Thornburg then spent a decade as a copywriter, eventually settling in Santa Barbara, California, where he wrote fiction in his spare time. His first novel, Gentleman Born (1967) estab-lished some of Thornburg's themes: corrupt fathers and authority figures, prodigal sons, and romantic conflicts within families or surrogate families. Next came a caper novel, Knockover. When a film option was sold he turned to writing full-time, and in 1973 Little Brown published his first hardback novel, To Die in California, in which a Midwestern cattle-farmer travels to Hollywood to investigate his son's supposed suicide. When producer Hal Wallis bought the film rights for $100,000, Thornburg used the money to buy a ranch in Missouri's Ozark mountains.

Cutter and Bone followed, set in Santa Barbara but with its finale in the Ozarks. The New York Times called it a "classy, big-league act". Again, the film rights sold for $100,000, but it took five years to get made, with the Czech émigré Ivan Passer directing, and John Heard, originally cast as the gigolo Bone opposite Dustin Hoffman, taking the role of the crippled Vietnam veteran Cutter, with Jeff Bridges as Bone.

It also got him a multi-book contract, but instead of another crime novel he wrote three very different books. Black Angus (1978) featured a rancherprotagonist, a former advertising man with a crumbling marriage, a ne'er-do-well best friend and a business on the verge of collapse. Valhalla (1980), was a borderline sci-fi novel about race war in a future America. And thoughBeautiful Kate (1982) is told through brilliantly constructed multipleflashbacks, its central revelation of brother-sister incest didn't make it easy to promote. The film rights were bought by the Australian actor Bryan Brown; the 2009 film, written and directed by his wife Rachel Ward, with Brown and Rachel Griffiths, was described by Total Film as "Tennessee Williams with kangaroos".

Thornburg's last major novel was Dreamland (1983), dealing again with prodigals returning home and facing corrupt politics. Though successful, it didn't earn him a new contract. In 1986 Karin died, and Thornburg, bereft and unstabilised, eventually entered a second, short-lived marriage.
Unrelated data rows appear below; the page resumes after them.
PR #590, opened 2019-03-08
Fix suitcase-json-metadata and suitcase-specfile sha256

mrakitin:
Overlooked while reviewed #588.

Attn @danielballan @awalter-bnl


danielballan:
Ah, thanks. I'm still learning my way around the improved system we have for these things.

mrakitin:
Me too :(
I hope soon we will develop a better system with in-advance tests of the recipes.

PR #603, opened 2019-03-13
event-model: make it 3.6+

mrakitin:
To mirror the changes in https://github.com/conda-forge/event-model-feedstock/pull/10 as event-model 1.8.2 is Python 3.6+ (https://github.com/NSLS-II/event-model/pull/51). See discussion in Slack with @CJ-Wright for details.

PR #606, opened 2019-03-13
event-model: more fixes

mrakitin:
This PR resolves the issue observed in #603: we don't limit the Python's version in the `build` section.


CJ-Wright:
We usually do it in both but we also don't have a build section (we have a host section when compilers aren't involved)

recipes-tag/event-model/meta.yaml
```diff
@@ -9,13 +9,13 @@ source:
   git_rev: v{{ version }}
 
 build:
-  number: 1
+  number: 2
   script: python setup.py install --single-version-externally-managed --record=record.txt
   skip: True  # [py2k]
 
 requirements:
   build:
```
CJ-Wright:
```suggestion
  host:
```

CJ-Wright:
Ah I see the issue this is not a noarch recipe (you can just move the selector to ``py>=36``)

mrakitin:
Yeah, it's already arch...

> (you can just move the selector to `py>=36`)
what do you mean by that?

recipes-tag/event-model/meta.yaml
mrakitin: I hope it won't break anything.

danielballan:
Thanks @CJ-Wright!

recipes-tag/event-model/meta.yaml
```diff
@@ -9,13 +9,13 @@ source:
   git_rev: v{{ version }}
 
 build:
-  number: 1
+  number: 2
   script: python setup.py install --single-version-externally-managed --record=record.txt
   skip: True  # [py2k]
```
CJ-Wright:
```suggestion
  skip: True  # [py>=3.6]
```
From https://docs.conda.io/projects/conda-build/en/latest/source/resources/define-metadata.html#preprocessing-selectors

recipes-tag/event-model/meta.yaml
```diff
@@ -9,18 +9,18 @@ source:
   git_rev: v{{ version }}
 
 build:
-  number: 1
+  number: 2
   script: python setup.py install --single-version-externally-managed --record=record.txt
-  skip: True  # [py2k]
+  skip: True  # [py>=3.6]
```
mrakitin: Are we sure we skip the newer versions? I think it should be `py<3.6`...

recipes-tag/event-model/meta.yaml
mrakitin: Thanks for the link! I think the condition should be opposite. See my comment below.

recipes-tag/event-model/meta.yaml
mrakitin: OK, looks good now.

mrakitin:
@CJ-Wright, thanks for a few commits, feel free to merge whenever you are ready.

mrakitin:
OK, self-merge to have it built sooner.

CJ-Wright:
sorry

PR #608, opened 2019-03-14
Add grid-strategy

mrakitin:
Per @tacaswell's request.


recipes-tag/grid-strategy/meta.yaml
```diff
@@ -0,0 +1,35 @@
...
+build:
+  number: 0
+  script: python setup.py install --single-version-externally-managed --record=record.txt
+
+requirements:
+  build:
+    - python
+    - setuptools
+  run:
+    - python
```
tacaswell: This requires Matplotlib as well

mrakitin: I see. It's not in `setup.py` for some reason.

mrakitin: Done.

danielballan: This comment made me curious. It's [in their `setup.cfg`](https://github.com/matplotlib/grid-strategy/blob/db12cdf788f6ddca7cec231753b2014437942db3/setup.cfg#L26-L28) instead. I have not seen that approach before. I suppose the advantage is that INI is more descriptive and easier to externally parse than Python.

mrakitin: Yeah, interesting, thanks for digging into the details, @danielballan! I also see there is a `numpy` dependency, and it's 3.6+ only. I'll make the corresponding changes to the recipe. Stay tuned.

tacaswell:
Thanks for taking care of this @mrakitin !

PR #610, opened 2019-03-14
Analysis 2019-2.0

mrakitin:
No suitcases this time. Per our discussion with @danielballan in Slack, the old `suitcase` is already explicitly installed via ansible's `extra_packages`. The new `suitcase-{tiff,csv,jsonl,json-metadata}` packages will be put manually into the extra-packages if beamlines don't use the old `suitcase` for HDF5 exports.

Also, I put the minimum versions for bluesky software stack that we just tagged for this deployment to avoid surprises.


mrakitin:
Thanks for the review. Self-merging.

PR #611, opened 2019-03-14
Grid strategy skip py older 36

mrakitin:
Overlooked in #608. This should be the same as we did for event-model yesterday (see #606).


mrakitin:
Thank you Andrew!

PR #616, opened 2019-03-15
isstools v3.0.0 and xas v0.0.1 packages

mrakitin:
Tagged the version of ISS packages. Need to have them at the beamline during the deployment 19-2.


mrakitin:
`xas` was tested to build locally, worked fine. `isstools` depends on that, so I wasn't able to test it via a separate Docker container. Hopefully, it will be built fine. Merging to check it.

PR #617, opened 2019-03-15
XFM collection metapackage

mrakitin:
To have a metapackage for https://github.com/NSLS-II/playbooks/pull/131 rather than using `hxntools` directly in `extra_packages`.


mrakitin:
Self-merging.

PR #619, opened 2019-03-18
ENH: use the "a" mode to append to a file rather than overwrite it

mrakitin:
This is to fix the issue with the overwritten log file during the mirroring process. In particular, this line
https://github.com/NSLS-II/lightsource2-recipes/blob/a5f2de107e51f8813afb0e487466d7e3cdae9eca/scripts/mirror-to-nsls2-local-folder.sh#L23
overwrites the log produced by 
https://github.com/NSLS-II/lightsource2-recipes/blob/a5f2de107e51f8813afb0e487466d7e3cdae9eca/scripts/mirror-to-nsls2-local-folder.sh#L21


mrakitin:
To make it easier to find in the future, I like this SO answer: https://stackoverflow.com/a/30566011/4143531. Picture from there:
image

mrakitin:
OK, self-merging to have better logs from the mirroring part.

PR #536, opened 2021-07-19
ARC-290 Make logs more informative and make sure no sensitive data logged

KAbakumovAtl:
In this Pull Request I've cleaned up logging. Added some logs to make sure we log sufficient information, changed logger names.

I've also changed some HTTP responses, so we'll return 500 error codes on unknown errors (instead of 400)

### DIFF
--- a/src/config/enhance-octokit.ts
+++ b/src/config/enhance-octokit.ts
@@ -2,11 +2,9 @@ import OctokitError from '../models/octokit-error';
 import statsd from './statsd';
 import {extractPath} from '../jira/client/axios';
 import {GitHubAPI} from 'probot';
-import {LoggerWithTarget, wrapLogger} from 'probot/lib/wrap-logger';
-import defaultLogger from './logger';
 import {metricHttpRequest} from './metric-names';
 
-const instrumentRequests = (octokit: GitHubAPI, log: LoggerWithTarget) => {
+const instrumentRequests = (octokit: GitHubAPI) => {
   octokit.hook.wrap('request', async (request, options) => {
     const requestStart = Date.now();
     let responseStatus = null;
@@ -31,7 +29,6 @@ const instrumentRequests = (octokit: GitHubAPI, log: LoggerWithTarget) => {
       };
 
       statsd.histogram(metricHttpRequest().github, elapsed, tags);
-      log.debug(tags, `GitHub request time: ${elapsed}ms`);
     }
   });
 };
@@ -42,9 +39,9 @@ const instrumentRequests = (octokit: GitHubAPI, log: LoggerWithTarget) => {
  * This acts like an Octokit plugin but works on Octokit instances.
  * (Because Probot instantiates the Octokit client for us, we can't use plugins.)
  */
-export default (octokit: GitHubAPI, originalLogger?: LoggerWithTarget): GitHubAPI => {
-  const logger = originalLogger || wrapLogger(defaultLogger);
+export default (octokit: GitHubAPI): GitHubAPI => {
+
   OctokitError.wrapRequestErrors(octokit);
-  instrumentRequests(octokit, logger);
+  instrumentRequests(octokit);
   return octokit;
 };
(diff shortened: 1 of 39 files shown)


src/config/enhance-octokit.ts
```diff
@@ -31,7 +29,6 @@ const instrumentRequests = (octokit: GitHubAPI, log: LoggerWithTarget) => {
       };
 
       statsd.histogram(metricHttpRequest().github, elapsed, tags);
-      log.debug(tags, `GitHub request time: ${elapsed}ms`);
```
KAbakumovAtl, line 34: Removed it to not spam console output when testing. We have a metric anyway.

src/config/statsd.ts
```diff
@@ -11,14 +11,19 @@ export const globalTags = {
...
 
 const statsd = new StatsD({
   prefix: 'github-for-jira.',
   host: 'platform-statsd',
   port: 8125,
   globalTags,
-  errorHandler: (err) => logger.warn({ err }, 'error writing metrics'),
+  errorHandler: (err) => {
+    if (process.env.NODE_ENV !== 'development') {
+      logger.warn(err, 'error writing metrics')
```
KAbakumovAtl, line 23: I've added a check to not log these errors when we test locally, hence there will be a lot

src/frontend/app.ts
```diff
@@ -241,10 +241,9 @@ export default (octokitApp: App): Express => {
       'Not Found': 404,
     };
 
-    const errorStatusCode = errorCodes[err.message] || 400
+    const errorStatusCode = errorCodes[err.message] || 500
```
KAbakumovAtl, line 244: If we were unable to resolve the error code by exception, we'll return 500 status code, hence the error is unknown. ( We can't blame the client if we not sure 🙂 )

src/frontend/delete-github-subscription.ts
```diff
@@ -79,7 +82,7 @@ export default async (req: Request, res: Response): Promise<void> => {
         });
     }
   } catch (err) {
-    req.log.error(err);
-    res.sendStatus(400);
+    req.log.error(err, 'Error while processing delete subscription request');
+    res.sendStatus(500);
```
KAbakumovAtl, line 86: Same here, return 500 if we caught an unknown error

src/frontend/github-client-middleware.ts
```diff
@@ -40,7 +39,7 @@ export const isAdmin = (githubClient: GitHubAPI) =>
       } = await githubClient.orgs.getMembership({ org, username });
       return role === "admin";
     } catch (err) {
-      logger.error(`${org} has not accepted new permission for getOrgMembership - error: ${err}`);
+      logger.warn(err, `${org} has not accepted new permission for getOrgMembership`);
```
KAbakumovAtl, line 42: We'll pass req.log here, so we log it with the request Id

src/github/middleware.ts
```diff
@@ -81,7 +81,6 @@ export default (
         {
           noop: 'bot',
           botId: context.payload.sender.id,
-          botLogin: context.payload.sender.login,
```
KAbakumovAtl, line 84: I was unable to reproduce this log, however `botLogin` doesn't sound like something we can log

src/github/index.ts
```diff
@@ -10,12 +10,15 @@ import { getLogger } from '../config/logger'
...
 export default (robot) => {
-  const logger = getLogger('github');
+  const logger = getLogger('github.webhooks');
 
   // TODO: Need ability to remove these listeners, especially for testing...
   robot.on('*', (context) => {
     const { name, payload } = context;
-    logger.info({ event: name, action: payload.action }, 'Event received');
+
+    context.log = logger.child({id: context.id})
```
KAbakumovAtl, line 19: Later we should add a proper tracing in our app. We need to put this ID in our queue payloads, and use it to trace our logs. Same for Installation jobs, we need to have a trace ID there, so we can query all logs related to the same sync. But this is quite a big task and out of scope of this PR

rachellerathbone (approved):
Looks good to me :)

PR #541, opened 2021-07-20
ARC-387 redirect to github/configuration

rachellerathbone:
This is first of many steps to improve the painful installation flow we have in place. These changes focus on improving the experience for users who are installing the GitHub for Jira app from the Jira marketplace and do not have their Jira instance installed in their GitHub org. As seen in the screenshot below, after a user clicks the green install button from the 'Install Jira' page, they are then redirected to the Jira marketplace. As the app would've already been installed, the steps in the purple box are redundant (another redundant path is to go marketplace > apps in navbar > manage apps > get started).

Screen Shot 2021-07-20 at 9 54 24 am

With the updated url redirect, users will skip these steps and land back on the github/configuration page with their org now displayed in the list with the option to 'Install' (see last screen to the right in above screenshot). The install flow is still far too long 🥴 but it's a start.

**Additional changes on this PR:** I cleaned up the marketplace urls and moved both the marketplace and github/configuration url out into a central location so we could remove some of our cleanup comments.

**What's not included in this PR**: updating the redirect url when a user installs the app from GitHub. Ideally, if a user installs from GitHub:
- if they don't have the GitHub installed in Jira, they get directed from github/setup to the jira marketplace
- if they do have it installed (maybe they installed it but never completed the setup or the Jira side) instead of being directed to the marketplace, they get redirected to github/configuration.
The current stream of work focuses on improving the installation flow from Jira. Improving the flow from GitHub is a separate stream we will work on later.

### DIFF
--- a/src/util/getUrl.ts
+++ b/src/util/getUrl.ts
@@ -1,0 +1,14 @@
+interface IUrlParams {
+  githubHost: string;
+  jwt: string;
+  jiraHost: string;
+}
+
+export const getGitHubConfigurationUrl = (urlParams: IUrlParams): string => {
+  const { githubHost, jwt, jiraHost } = urlParams;
+
+  return `https://${githubHost}/github/configuration?jwt=${jwt}&xdm_e=${jiraHost}`;
+};
+
+export const getJiraMarketplaceUrl = (jiraHost: string): string =>
+  `https://${jiraHost}/plugins/servlet/upm/marketplace/plugins/com.github.integration.production`;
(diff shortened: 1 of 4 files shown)


src/util/getUrl.ts
```diff
@@ -0,0 +1,14 @@
+interface IUrlParams {
+  githubHost: string;
+  jwt: string;
+  jiraHost: string;
+}
+
```
KAbakumovAtl, line 6: Nice!

KAbakumovAtl (approved):

PR #544, opened 2021-07-20
ARC-385 Adding global maintenance mode for all endpoints

mboudreau:
Any URL that's not a healthcheck or admin API will return a status of `503` with this message when `MAINTENANCE_MODE` environment variable is set to `true`:

Screenshot from 2021-07-20 18-07-22


rachellerathbone (approved):
Looks good to me! Lock it in Eddie.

The Lion at the Door (1990) perhaps reflecting this turmoil, was arguably his least interesting book. But his last two novels, A Man's Game (1996, with a surprisingly happy ending) and Eve's Men (1998) marked a return to form.

Michael Carlson

Newton Kendall Thornburg, writer: born Harvey, Illinois 13 May 1929; married 1953 Karin Larson (died 1986; one son, one daughter, and one son deceased), married secondly; died Bothell, Washington 9 May 2011.